▶ **HOW TO COMPLETE THIS TASK**: Search the data below for the string "images" and copy all lines where it shows up.

▶ **GIVEN RECORDS**:
--- START ---

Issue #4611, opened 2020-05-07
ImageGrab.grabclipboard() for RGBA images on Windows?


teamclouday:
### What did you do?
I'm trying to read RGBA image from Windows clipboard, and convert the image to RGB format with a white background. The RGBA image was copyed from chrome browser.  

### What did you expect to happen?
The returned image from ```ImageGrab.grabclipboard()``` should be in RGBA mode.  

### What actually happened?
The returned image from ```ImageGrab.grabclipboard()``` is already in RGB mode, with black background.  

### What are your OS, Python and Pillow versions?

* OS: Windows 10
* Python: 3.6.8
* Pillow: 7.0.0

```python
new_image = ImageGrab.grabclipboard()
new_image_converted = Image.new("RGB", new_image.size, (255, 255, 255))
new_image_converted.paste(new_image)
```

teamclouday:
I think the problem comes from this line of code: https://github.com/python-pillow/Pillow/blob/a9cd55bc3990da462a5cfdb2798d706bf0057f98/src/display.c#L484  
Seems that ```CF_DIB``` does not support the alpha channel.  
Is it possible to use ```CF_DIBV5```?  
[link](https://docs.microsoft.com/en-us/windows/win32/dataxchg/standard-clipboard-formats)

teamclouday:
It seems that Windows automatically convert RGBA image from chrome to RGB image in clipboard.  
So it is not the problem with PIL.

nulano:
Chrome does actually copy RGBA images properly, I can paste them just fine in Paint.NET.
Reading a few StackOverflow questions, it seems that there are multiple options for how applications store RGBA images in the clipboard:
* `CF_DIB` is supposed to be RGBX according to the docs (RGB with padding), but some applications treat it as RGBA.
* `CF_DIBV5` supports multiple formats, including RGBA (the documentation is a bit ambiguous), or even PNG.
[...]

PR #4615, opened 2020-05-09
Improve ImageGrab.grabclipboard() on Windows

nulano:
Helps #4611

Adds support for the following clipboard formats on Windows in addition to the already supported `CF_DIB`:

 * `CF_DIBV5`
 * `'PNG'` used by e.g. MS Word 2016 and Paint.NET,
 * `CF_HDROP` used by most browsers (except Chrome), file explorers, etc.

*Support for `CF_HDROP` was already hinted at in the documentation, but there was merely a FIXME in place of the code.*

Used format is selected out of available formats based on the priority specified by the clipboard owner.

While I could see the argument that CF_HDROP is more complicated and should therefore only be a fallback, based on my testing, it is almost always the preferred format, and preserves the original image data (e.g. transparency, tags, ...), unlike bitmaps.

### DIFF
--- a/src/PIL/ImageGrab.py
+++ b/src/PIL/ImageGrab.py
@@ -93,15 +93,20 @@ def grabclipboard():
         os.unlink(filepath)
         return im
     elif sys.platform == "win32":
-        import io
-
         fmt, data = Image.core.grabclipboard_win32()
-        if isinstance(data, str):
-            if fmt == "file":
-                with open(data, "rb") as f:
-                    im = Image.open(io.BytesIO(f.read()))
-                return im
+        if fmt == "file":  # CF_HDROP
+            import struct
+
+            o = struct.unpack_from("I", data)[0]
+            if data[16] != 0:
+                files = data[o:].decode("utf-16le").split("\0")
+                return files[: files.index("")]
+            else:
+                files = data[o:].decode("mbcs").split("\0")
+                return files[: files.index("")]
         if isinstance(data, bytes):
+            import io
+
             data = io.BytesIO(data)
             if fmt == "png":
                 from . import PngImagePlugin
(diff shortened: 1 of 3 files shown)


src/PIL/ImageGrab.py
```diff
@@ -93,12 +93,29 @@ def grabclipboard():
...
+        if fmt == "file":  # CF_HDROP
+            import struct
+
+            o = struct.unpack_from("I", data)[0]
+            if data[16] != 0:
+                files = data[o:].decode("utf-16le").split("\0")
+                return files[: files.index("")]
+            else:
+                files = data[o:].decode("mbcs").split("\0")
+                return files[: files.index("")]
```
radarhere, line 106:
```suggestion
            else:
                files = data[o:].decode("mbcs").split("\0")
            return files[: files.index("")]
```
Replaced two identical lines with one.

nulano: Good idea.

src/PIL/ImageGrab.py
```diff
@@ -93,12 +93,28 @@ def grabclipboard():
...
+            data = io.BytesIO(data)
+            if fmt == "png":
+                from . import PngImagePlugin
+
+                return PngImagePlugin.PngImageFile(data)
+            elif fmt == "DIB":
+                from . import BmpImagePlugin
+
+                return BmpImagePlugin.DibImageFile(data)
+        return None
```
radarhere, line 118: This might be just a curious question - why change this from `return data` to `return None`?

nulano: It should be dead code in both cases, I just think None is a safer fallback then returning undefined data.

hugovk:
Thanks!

--- END ---

▶ **TASK ANSWER**:
ImageGrab.grabclipboard() for RGBA images on Windows?
Chrome does actually copy RGBA images properly, I can paste them just fine in Paint.NET.
Reading a few StackOverflow questions, it seems that there are multiple options for how applications store RGBA images in the clipboard:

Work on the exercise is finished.